*** Data for the task Section Begins ***
PR #495, opened 2022-08-02
refactor(ui): update offset text overlength handling

tobealive:
This should fix some jumpiness when the offsets text length exceeds the width of the window that the offset is applied for. (Currently, the part of the bufferline that's containing the buffers moves inside the offset if it has overlength). Additionally, the PR adds an indicator that there is more text.

I guess there could be a reason for doing it the way that it is done right now. And I'll probably find out soon. 

But giving you something visual what I'm changing with this PR is probably the easiest, so I'll add two quick and dirty 10sec videos below. For this example, I'm using the path function from the readme that is using a simple `vim.fn.getcwd()` to get the path in the offset.

<details>
<summary>Current:</summary>
https://user-images.githubusercontent.com/34311583/182484665-42084722-dddb-4429-b9f6-cd1eaad8c66f.mp4
</details>

<details>
<summary>PR:</summary>
https://user-images.githubusercontent.com/34311583/182484787-39b06daa-9c1d-4643-9ad9-9bfcbb067da3.mp4
</details>

---

_Little additional obervations with this PR (nothing essential):_
In my usual config, I'm using a custom function to truncate the path in the offset. With this there's one additional thing I'm observing.
The current way of handling overlength sometimes results in some cryptic characters that' are added to the "`sub`bed" text. Sometimes even in crashes when resizing an offset with overlength.
Funnily this seems not to happen anymore when using the changes in the PR. The reasons for this are also yet to be discovered 🧐 (really no idea why the changes in the PR can have an effect on that). Most definitely I could have done better on that truncating function so that the current way of handling this won't result in cryptic chars and stuff.

### DIFF
--- a/lua/bufferline/offset.lua
+++ b/lua/bufferline/offset.lua
@@ -30,8 +30,8 @@ local function get_section_text(size, highlight, offset)
   else
     local text_size = fn.strwidth(text)
     local left, right
-    if text_size + 2 >= size then
-      text = text:sub(1, size - 2)
+    if text_size >= size then
+      text = text:sub(1, size - 1) .. "…"
       left, right = 1, 1
     else
       local remainder = size - text_size


tobealive:
Oh damn, it looks like the reason for this jumpiness it the icon I added to the beggining path 🤦🏾‍♂

akinsho:
@tobealive so I've hit this a few times in the plugin and a user actually submitted a truncation helper function which is in plugin utils, truncate by char or something it's probably a matter of applying that in the offset logic.

akinsho:
@tobealive to clarify the usage of that function it is intended to be used *instead of `string.sub`*. It's not going to solve any problems if the logic is still using sub because that method is not safe for truncating things that are not latin alphanumeric characters. I'm not keen on a super complex solution to this. I haven't much time at the moment so haven't dug into what exactly the issue is but the way the function works is you tell it what the max size is and it will truncate the function cell by cell keeping multibyte characters together until it hits the acceptable length in cell sizes.

tobealive:
Ahh, I'm getting you now. Thanks for clarifying. 

I thought your first comment should tell me something like:
"This is something that is already solved. You just need to use this in your config."

Unfortunately this is also not solving the issue. Using it in the `offsets.lua`s `get_section_text` function instead of lua's `sub` will actually make it even more jumpy (Video example below).

https://user-images.githubusercontent.com/34311583/183291098-bdfb6094-04fa-4cac-b79e-d9741ec7f985.mp4

Additionally, if one uses something like a leading icon in the offset text it will also be removed as soon as truncation happens.  


I think this might be a problem that has a very limited amount of solutions. The one I'm mentioning here might be one for it.
> I was able fix it now in a dynamically working way by counting the position of the characters in bytes and subtracting the currently used text size. But this needs [uga-rosa/utf8.nvim](https://github.com/uga-rosa/utf8.nvim)'s utf8.codes()

tobealive:
Following two solutions for both parts of the problem.

will fix the issue with jumpiness if there are leading utf8 characters:
https://github.com/tobealive/bufferline.nvim/commit/ac5f8c71b3201f47302f37b9b9501d8aa1f2aa54

will fix partial slicing of utf8 characters, but  still has some jumpiness:
https://github.com/tobealive/bufferline.nvim/commit/29acddca66f9616d057ec7530385fbeebc630b32

Trying to get one proper working piece out of those I'm either running into the problem that I'm stupid to find the mistakes I'm doing, being too time constraint to dig myself deeper into this. Mostly both.

But maybe you or someone can make a use of it if you want to tackle this.

akinsho:
I've merged #503 which should fix this issue, let me know if it somehow doesn't cover your issue

akinsho:
This is only live in `dev` which is where all commits go before release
*** Data for the task Section Ends ***
▸ **Work item**: Using the material, count the lines where the word "probably" appears. Give the number by itself.

▸ **Answer to the problem**: 3